Die Steuerung habe ich ca. 1 Monat in Betrieb, die Visualisierungen liefen sehr langsam (Bedienung der Schieberegler sehr, sehr zeitverzögert). Seit 5 Tagen kam vereinzelt die Fehlermeldung "An error happened; will automatically restart". Die Fehlermeldungen wurden häufiger bis die Webvisu garnicht mehr geladen hat (dauerhafte Anzeige: "Loading Webvisualization").
Ich habe dann die Zykluszeit der Webvisu geändert (von 20ms bis 400ms alles versucht, Aktualisierungsrate ebenfalls angepasst), jetzt wird auf den HMI´s nur noch "503 Service Unavailable" angezeigt.
Die Prozessorauslastung (ProzessorLoad) liegt unter 25%, die Zykluszeiten der Tasks alle weit vom eingestellten Intervall entfernt (Bsp: Intervall: 150ms, Zykluszeit ca. 5ms, max. Zykluszeit ca. 6ms).
Aktuell habe ich eine Aktualisierungsrate von 40ms, Intervall der Visu-Taskt 40ms, und eine "Stadardgröße Kommunikation" von 1000 eingestellt.
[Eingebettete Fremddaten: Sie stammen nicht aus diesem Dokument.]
PR #901, opened 2022-03-18
PHPLIB-808: Leave fullDocument change stream option unset by default

aleksandr-rudo:
https://jira.mongodb.org/browse/PHPLIB-808

### DIFF
--- a/src/Operation/Watch.php
+++ b/src/Operation/Watch.php
@@ -173,11 +173,10 @@ class Watch implements Executable, /* @internal */ CommandSubscriber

Diese Werte hatte ich auch schon deutlich vergrößert ohne eine Verbesserung.
Die Bedienung der Visu innerhalb von e!Cockpit läuft mit geringer verzögerung, ein bediennen der Schieberegler ist gut möglich. 
Die Steuerung habe ich auch mit einem Reset (kalt) neu gestartet, die Webvisus sind weiterhin nicht erreichbar.
Der Status ändert sich auch nicht, wenn ich nur ein HMI physikalisch anschließe.
Wo liegt der Fehler? Wasist da überlastet? Wie kann ich die Webvisu wieder erreichen und dann beschleunigen?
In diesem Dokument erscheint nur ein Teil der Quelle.